Ejaculatory Dysfunction Associated With Chronic Prostatitis
Chronic prostatitis is associated with sexual dysfunction. Now comes a new study documenting exacly which type of dysfunction and how severely.
The study from Turkey involved 43 chronic prostatitis sufferers and 20 asymptomatic healthy volunteers with average age approximating 33 years; the patients had suffered a mean period of approximately 38 months and had a mean Chronic Prostatitis Symptom Index (CPSI) score of 26. The findings were that:
- Mild- moderate erectile dysfunction was reported in 23.2% of the patients and 10% of the controls (p = 0.19).
- Severe erectile dysfunction was not found in either group.
- Premature ejaculation was found in 67.4% of the patients and 40% of the controls.
- Pain on ejaculation was reported in 37.2% of the patients; none of the controls had it.
- 42% of the patients had more than one dysfunction; none of the controls have more than one.
The differences between the patients and controls reached statistical significance with regards to ejaculation disorders and having more than one sexual dysfunction. The prevalence of erectile dysfunction was not statistically significantly different between patients and controls. The following were not statistically significantly associated with any of the observed dysfunctions: age, disease duration, and symptom scores.
The study suffers from data censoring in that 30 patients who were evaluated for inclusion had no regular sexual activity. One might hypothesize that one reason this subgroup of patients has no regular sexual activity is that it is highly symptomatic.
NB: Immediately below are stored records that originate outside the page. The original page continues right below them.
PR #11080, opened 2019-06-11
Try the sync context again maybe

davidfowl:
Trying something


anurse:
The big problem the sync context added for us was timeouts. IIRC the xunit sync context isn't about limiting the number of **tests** running at once but rather the number of available **threads** which means we can overload the queues if we have a bunch of active background tasks.

davidfowl:
yea I remember now, we need to figure out the starvation issue then.

Issue #11009, opened 2019-06-07
NegotiateHandlerFunctionalTests fails on Helix Win7 and Win8


natemcmaster:
src\Security\Authentication\Negotiate\test\Negotiate.FunctionalTest\Microsoft.AspNetCore.Authentication.Negotiate.FunctionalTest.csproj

This project was added a couple weeks ago, but never actually ran successfully on Helix due to it's project name not matching expected test name conventions until https://github.com/aspnet/AspNetCore/pull/10674.

cc @Tratcher

Tratcher:
Note to self: Most of the failures we saw could be attributed to HTTP/2 specific tests and those platforms not having ALPN. Those test can be skipped on those OS versions.  However, more tests were failing on Win7 than on Win8, and these additional tests did not give a clear error message. I'll need to debug those and see why.

PR #11101, opened 2019-06-11
Fix Negotiate tests downlevel

Tratcher:
#11009 These tests weren't running on Helix until recently due to a project naming convention issue. A few of them needed more skips due to downlevel support. All of the others gracefully fall back to HTTP/1.1.


natemcmaster (approved):

jkotalik (approved):
If it works!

If this is true, then had this subgroup been included, then the prostatitis patients would have almost surely looked even worse in comparison to the healthy control group. In other words, the study may have seriously underestimated the severity of symptoms in the patients with chronic prostatitis.
So what is the source of the ejaculatory pain: Urethra, prostate, seminal vesicles, bladder? The only real clue comes from some of the post-op patients in the surgical trial — which is accruing patients who on average are older and who have substantially greater symptom severity than reported here — who report that after removal of their prostate and seminal vesicles they no longer have pain on orgasm (post-op patients do not ejaculate the same volume as they do before surgery); informal allusions to this can be heard in the videos posted on the home page of the Prostatitis Surgery web site. The implication that the ejaculatory pain associated with chronic prostatitis has origins in and/or is somehow mediated by the prostate and/or seminal vesicles.